PR #145572, opened 2026-09-12
feat: support inline browser panels in the Tauri companion

### LINKED ISSUE #145502: Tauri companion: support the shared inline browser workflow
The macOS app hosts real browser tabs inside the shared Control UI, but the Tauri companion does not provide the native browser bridge. Links and the Browser panel therefore cannot use the same inline browsing workflow.

Bring the Tauri app onto the existing Control UI browser contract: session-scoped tabs, native presentation, navigation/history/popups, screenshots, element inspection, and native downloads. Keep the browser session separate from the Gateway dashboard and clear it when switching Gateways or closing the app.

Validation should exercise the actual Windows WebView2 app with synthetic local pages, native save/cancel dialogs, focused Rust tests, and the existing Linux/macOS companion CI jobs. This extends the native host of an existing shared UI capability; it does not add a new core tool or persisted configuration.

steipete:
Closes #145502

## What Problem This Solves

The Tauri companion could open the Gateway dashboard but could not host the inline Browser workflow already available in the macOS app. Reading links, navigating tabs, inspecting elements, and capturing pages therefore lacked the native browser surface expected by the shared Control UI.

## Why This Change Was Made

Implement the existing native browser bridge in the Tauri host, with platform adapters for WebView2, WebKitGTK, and WKWebView. One host owns conversation tabs, navigation state, popup ownership, presentation scopes, screenshots, inspection, and native asset downloads. Reading tabs share a private session and receive no dashboard command capability or authentication scripts. Dashboard reload retains tabs; changing the selected dashboard resets them.

Native downloads complete only after the chosen file has been saved. On Windows, the save picker runs on its own STA so concurrent requests and cancellation remain responsive; a deliberate repeated download receives only a single-use, nonpersistent allowance bound to the current host request.

## User Impact

Users can open pages inside the companion, keep separate tabs for conversations, navigate with the existing toolbar, inspect or capture content, and save the current page or asset with the native picker. Popups remain in their opener's conversation. The shared UI labels these as App tabs.

## Evidence

- Windows: 142 native tests passed; the real WebView2 regression passed 20/20, including failed-redirect recovery, HTTP Basic authentication, conversation deduplication, shared private cookies, popup ownership, navigation and SPA history, presentation scopes, PNG snapshots, inspection, dashboard reload, and cleanup.
- Windows native UI: shared Browser address bar, Back, Forward, and Reload verified; repeated Save and Cancel verified, saved bytes matched the fixture exactly, and duplicate download requests were rejected while the picker was open.
- Linux: 165 native tests passed; one existing opt-in logind test remained ignored. Real GTK/WebKit testing verified trusted pointer input, inspection, PNG snapshots, history, dashboard reload, actual dashboard replacement, native Save with exact byte comparison, and Cancel without staging residue.
- Shared UI: 18 bridge tests, UI typechecking, scoped lint, i18n verification, and production build passed. The Linux packaged-runtime scanner's 15 tests passed on Linux. Rust formatting, workflow YAML, and whitespace checks passed.
- The Linux App PR job now runs the synthetic native browser regression and uploads screenshots and results as the `linux-inline-browser` artifact. Remote CI passed: 165 Linux native tests and the real GTK/WebKit browser regression; macOS 15 arm64 compiled, linked, and ran all 149 native tests successfully. [Native CI](https://github.com/openclaw/openclaw/actions/runs/34672144797) and [browser screenshots/results](https://github.com/openclaw/openclaw/actions/runs/34672144797/artifacts/10291226266). No live macOS UI session was available for this task.

Independent review found two P2 parity defects. Both were reproduced on the earlier native binary and fixed; the same expanded Windows regression passed 20/20 afterward, and the Linux live regression covers both fixes. An independent follow-up audit found no remaining actionable issue in the corrections. The initial CI run exposed an outdated workflow-routing fixture that lacked the new browser step and assumed PRs uploaded no artifacts. Updated it to cover the browser proof artifact and success/failure/cancel/skip outcomes while preserving manual-only packaging; all seven focused cases pass, and independent review found no actionable issue. A later dependency scan identified the documented Windows live driver as an unregistered executable root. Added its exact path to the existing Knip entry registry, without ignores or dependency suppressions; independent review found no issue. Final clean CI passed: 115 successful checks, zero failures, including the dependency scans, UI browser suites, native Linux live proof, and macOS native tests. [Final CI](https://github.com/openclaw/openclaw/actions/runs/34672143528). ClawSweeper reviewed final head `ed2a208906418c8b2f3a0eb63329ebab616bbc5f`, accepted the added Windows proof, and reported no actionable findings or remaining before-merge items. Merged through the normal required CI gate as `ce5c1cb1b1d398778a8254f5ee12654b2436b1ad`. No package release is part of this change.

### Additional native Windows download proof

Addressed the review's authority-boundary proof request on the real WebView2 candidate (native source revision `916ad4fad726b100700ec444a373e36d462f6a65`, unchanged by the later Knip entry registration), using synthetic loopback HTTP fixtures and the real Windows Save As dialog:

- An authorized warmup save completed with `ok: true, cancelled: false` and 89 exact fixture bytes.
- During a second authorized save with its HTTP response held at one byte, the fixture page requested a different attachment twice: once while Save As was open and once after the destination was chosen. Both requests reached the fixture server. WebView2 `Browser.downloadProgress` reported `state: canceled`, `receivedBytes: 0`, `totalBytes: 24` for both competing download IDs. Neither created a file in the selected directory or the default Downloads directory. The authorized transfer then completed with the exact 89 bytes.
- A third transfer was held at one byte. After choosing `revoked.html` in the native picker, filesystem inspection confirmed its private staging file existed with length 1. Reloading the dashboard destroyed the requesting document context. After releasing the remaining response bytes, `revoked.html` was absent and there were zero staging files. The earlier authorized save remained byte-for-byte correct.
- CDP was used to invoke the production bridge, drive only synthetic page actions, and observe download events; Chromium download behavior stayed `default`. Native picker selection used actual Windows UI input. No permission persistence or native authorization checks were disabled.

The review also requested a live macOS UI smoke. No macOS UI host is available in this task, so that claim remains explicitly unverified. The real macOS 15 arm64 CI job compiled, linked, and executed all 149 native tests successfully; Windows and Linux provide the live UI proof for the Tauri companion in this task. No concrete macOS defect was reported by review.


steipete:
@clawsweeper re-review

PR #145541, opened 2026-09-12
fix: avoid full agent database copies during startup version checks

steipete:
Closes #145412

## What Problem This Solves

Fixes an issue where Gateway startup and restart could spend time and temporary disk copying large agent databases even when only checking their schema versions. The header-only preflight path used full-snapshot machinery before reading a few metadata values.

## Why This Change Was Made

Header-only agent preflight now uses the existing read-only worker to read a coherent SQLite schema/version header without copying ordinary database payloads. The worker retains source-reader admission through native database closure; the parent retains cancellation and cleanup ownership through child closure. WAL-visible version and writer metadata come from the same read transaction.

The header reader remains separate from lightweight version utilities, preserving the native hook relay's startup import contract. Metadata SELECT uses Kysely, read transactions use the existing deferred transaction owner, and read-only PRAGMAs belong to the existing SQLite configuration owner. Source-reader lock tolerance stays at the previous 30 seconds; the global/runtime and private-snapshot timeout and child deadlines are unchanged.

Full integrity, foreign-key, schema readiness, agent-ownership admission, physical writable-open validation, and shared-state inspection remain unchanged. The rebased integration preserves the private snapshot whenever `agentAdmissionConfig` requests ownership inspection, even without full schema validation. Rollback recovery, incomplete WAL families (including cleanly closed WAL stores without sidecars), and existing exclusive source/mutation scopes retain their necessary private snapshots. Complete WAL families keep the previous reader's native SHM coordination; sidecar presence does not prove live native clients. There is no catch-all retry/copy fallback, new persistent cache, schema migration, configuration option, or SDK surface expansion.

The accepted storage-inspection scope is recorded in #145412. Existing installed update/deployment drivers remain unchanged, and rollback requires no data conversion. Worker bootstrap, worktree cleanup, and broader cross-lease validation reuse are out of scope.

## User Impact

Ordinary agent version checks no longer allocate temporary snapshots proportional to retained history. Required full validation still runs at its existing ownership boundaries. This removes measured startup I/O amplification; it does not claim to eliminate every cold-start copy or establish the cause of a historical production integrity timeout.

## Evidence

[...]

PR #143802, opened 2026-09-10
improve(doctor): speed up schema checks for large databases

VACInc:
## What Problem This Solves

Doctor and Gateway restart readiness checks copy whole agent databases even when they only need schema metadata. The copy cost and temporary disk requirement grow with stored transcripts. The previous revision also bypassed the optimization for configured agents—the actual Doctor and restart callers.

Related: #139870. The shared-state lint-copy improvement in #145577 and header-only startup optimization in #145541 are complementary, not replacements.

## Why This Change Was Made

Eligible agent schema checks read version, shape, and ownership metadata in one coherent read-only child transaction. The parent applies the existing ownership admission decision, including isolating secondary agents and refusing default/system-agent mismatches.

The child uses the canonical source-read lifetime owner, retaining its lease if native SQLite close fails until the child exits. Empty files, rollback recovery, incomplete WAL families, owner-provided snapshots, and full startup readiness keep the existing snapshot path. Ordinary busy/I/O failures are not retried as full copies.

The explicit copied-agent-file preflight now lives beside the agent schema inspector; its CLI and test callers were moved without changing behavior. This keeps the main preflight owner below the lint size limit. The earlier unused-import CI repair is now present on main and no longer contributes to this PR.

**Data compatibility:** no schema version, table, index, stored-row format, config, migration writer, or recovery writer is changed. The existing maintenance validator remains authoritative. Removing this optimization requires no data conversion.

## User Impact

Configured agents get the intended schema-inspection optimization without weakening ownership admission or startup integrity checks. A source whose native close fails cannot prematurely allow canonical replacement.

## Evidence

Current head: `d4817de7b5f93a8445d3b26b88d284bc736e5d04`, rebased again onto main `d0ec2f18a5b`. CI is not claimed green until its exact-head run finishes.

- **Configured-agent regression:** DELETE and active-WAL cases through `assertOpenClawDatabasesReady` for Doctor and Gateway restart failed before the repair with “No space for a full agent database snapshot.” They pass after the repair, including foreign-owner refusal, fresh newer-schema metadata, and missing-index detection.
- **Native-close regression:** expanded the existing two-process lifetime fixture to cover the agent schema reader. A failed native close allowed source exclusion before the repair; after the repair, exclusion remains unavailable until child exit. Success, read failure, cancellation, and coherent metadata under a concurrent WAL commit also pass.
[...]

PR #145577, opened 2026-09-12
improve(doctor): reduce repeated state copies during update checks

VACInc:
### High Level TLDR

Doctor's post-plugin readiness check makes a private copy of shared state, then unnecessarily copies that private database again for subsequent reads. This change keeps those reads on the disposable database already owned by the check.

## What Problem This Solves

Fixes an issue where update finalization performs redundant full shared-state copies during Doctor lint. The existing real-SQLite readiness scenario produces three snapshots: the original operator-state snapshot and two copies of that temporary database.

### Root Cause

Doctor correctly wraps lint in artifact-preserving reads and creates a private plugin-state view. The shared read owner inherits the artifact-preserving context even after reads have been redirected to that disposable view, so fresh reads snapshot it again.

## Why This Change Was Made

The shared read owner now recognizes an explicitly scoped disposable path. Doctor activates that scope only around its own private database. Native read-only handles, schema checks, and tracked handle cleanup remain with their existing owners. Other paths retain artifact-preserving reads, nested scopes remain independent, and inherited asynchronous contexts lose the exemption when their owner finishes.

No persistent schema, data representation, migration, configuration option, or cross-run cache changes. Installed update drivers remain unchanged; the optimization runs inside the candidate's existing Doctor lint path. Rollback needs no data conversion.

## User Impact

A synthetic 206,671,872-byte shared database produces one full snapshot instead of three, avoiding 413,343,744 bytes of redundant copied output and two snapshot workers per exercised readiness pass. This is a bounded I/O optimization, not a claim to resolve all update latency.

### Real behavior proof

The existing registered post-plugin readiness scenario runs real SQLite readers and snapshot workers. Its new assertion fails on the original code because two extra private paths are copied, and passes with this patch. It still reports the required missing local-embedding setup error, preserves the operator database family byte-for-byte, and never opens the operator database in the parent.

- 70 focused tests passed, including nested path scopes, read-only writes being rejected, unrelated source protection, and revocation of inherited async contexts.
- Targeted lint, formatting, and `git diff --check` passed.
- Independent Astra high autoreview: scoped-clean at P0–P2.
- Full `pnpm build` and the complete four-file `check:changed` gate passed, including core/core-test typechecks, dead-export scans, scoped lint, and storage/import guards.
- Published `openclaw@2026.9.4` updater × exact candidate `9cdebdc907a1f629174bab85cfc0a3d4c43de329`: **passed** using the repository's isolated Docker `sqlite-volume` scenario. The actual installed updater performed the npm update; the scenario preserved 4,800 sessions, 23,890 events, and 2,200 cron jobs, verified eight conversations across two agents before and after Gateway restart, and passed repeat Doctor idempotence in 18 seconds.

Focused tests:

```sh
node scripts/run-vitest.mjs src/state/openclaw-state-db-readonly.test.ts
node scripts/run-vitest.mjs src/commands/doctor-lint.test.ts src/commands/doctor-lint.state-isolation.test.ts
```

Published-driver cell (Node 24.19.0/Linux; candidate built and packaged with the canonical package helper):

```sh
OPENCLAW_CURRENT_PACKAGE_TGZ=/tmp/doctor-lint-package/openclaw-current.tgz \
OPENCLAW_DOCKER_E2E_SELECTED_SHA=9cdebdc907a1f629174bab85cfc0a3d4c43de329 \
OPENCLAW_UPGRADE_SURVIVOR_PUBLISHED_BASELINE=1 \
OPENCLAW_UPGRADE_SURVIVOR_BASELINE_SPEC=openclaw@2026.9.4 \
OPENCLAW_UPGRADE_SURVIVOR_SCENARIO=sqlite-volume \
bash scripts/e2e/upgrade-survivor-docker.sh
```

Copied output:

```text
sqlite-volume sessions=4800 events=23890 cronJobs=2200
sqlite-volume Gateway RPC verified 8 conversations across 2 agents
SQLite volume idempotence doctor completed in 18s (budget 60s).
Upgrade survivor Docker E2E passed baseline=openclaw@2026.9.4 scenario=sqlite-volume candidate=2026.9.4 updateRestartMode=manual idempotence=18s startup=24s updateRestart=manuals healthz=1s readyz=1s status=1s.
```

Update receipt: `status=ok`, `mode=npm`; published build `2026.9.4-release-3a9d69db306c-2026-09-10T22-53-16.719Z` → candidate build `2026.9.4-9cdebdc907a1-2026-09-12T03-42-19.063Z`. Local Docker was used because hosted Package Acceptance accepts upstream-reachable refs, while this candidate is on the author fork. Its source-trust gate was preserved.

### Performance limits

One warm run showed a large timing difference, but the repeated comparison measured essentially identical warm medians: 0.970 s baseline and 0.977 s candidate. Disk/cache variability prevents a reliable percentage latency claim. Snapshot counts consistently fell from three to one; findings and operator-state bytes remained unchanged.

### What was not tested

No production update, restart, or operator-state mutation was performed. No claim is made about total update duration or Windows/macOS performance.

Related: #143802 and #145541 avoid agent-database copies during schema/header inspection. This PR addresses repeated shared-state copies inside Doctor's already-isolated lint view.

The first ClawSweeper review found no actionable correctness/security defects and requested the published-updater evidence now recorded above.

### DIFF
--- a/src/commands/doctor-lint.test.ts
+++ b/src/commands/doctor-lint.test.ts
@@ -793,6 +793,9 @@ describe("runDoctorLintCli", () => {
           },
         ],
       });
+      expect(
+        mocks.prepareSqliteReadOnlyLocationSync.mock.calls.map(([pathname]) => pathname),
+      ).toEqual([databasePath]);
       expect(sourceOpenStacks).toEqual([]);
       expect(snapshotDoctorLintSqliteFamily(databasePath)).toEqual(before);
     } finally {
--- a/src/commands/doctor-lint.ts
+++ b/src/commands/doctor-lint.ts
@@ -34,7 +34,10 @@ import {
 } from "../plugins/install-root-context.js";
 import type { RuntimeEnv } from "../runtime.js";
 import { closeOpenClawStateDatabaseByPathAsync } from "../state/openclaw-state-db-cache.js";
-import { withArtifactPreservingStateReads } from "../state/openclaw-state-db-readonly.js";
+import {
+  withArtifactPreservingStateReads,
+  withDisposableOpenClawStateReads,
+} from "../state/openclaw-state-db-readonly.js";
 import { resolveOpenClawStateSqlitePath } from "../state/openclaw-state-db.paths.js";
 import { isPostCoreConvergencePass, isUpdateDoctorLintPass } from "./doctor/shared/update-phase.js";
 
@@ -355,12 +358,11 @@ async function withReadOnlyPluginStateSnapshot<T>(
       // Global readers and OAuth refresh/challenge writers share the private state view.
       outcome = {
         ok: true,
-        value: await withPluginInstallRoots(
-          { ...installRoots, stateDir: privateStateDir },
-          async () => {
+        value: await withDisposableOpenClawStateReads(privateDatabasePath, () =>
+          withPluginInstallRoots({ ...installRoots, stateDir: privateStateDir }, async () => {
             runStarted = true;
             return await run(privateEnv);
-          },
+          }),
         ),
       };
     } catch (error) {
--- a/src/state/openclaw-state-db-readonly.test.ts
+++ b/src/state/openclaw-state-db-readonly.test.ts
@@ -27,6 +27,7 @@ import {
   withExistingOpenClawStateDatabaseArtifactPreservingReadOnlyAsync,
   withExistingOpenClawStateDatabaseReadOnly,
   withArtifactPreservingStateReads,
+  withDisposableOpenClawStateReads,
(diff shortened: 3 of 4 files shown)


VACInc:
Rebased onto main at d093d651f71; head 813671de69b. Preserved upstream asynchronous private-state cleanup and retained disposable-reader scope. Focused Doctor lint and read-only state suites: 55 tests passed. Formatting and diff checks passed.

VACInc:
#143802 merged to main with an agent schema-shape read optimization. This PR's reuse of Doctor's already-disposable shared-state lint database is complementary work; neither change supersedes the other.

● **YOUR INSTRUCTIONS**
Reply with one number: the count of lines in the entries that include the word "retained".

● **ANSWER SPACE**
2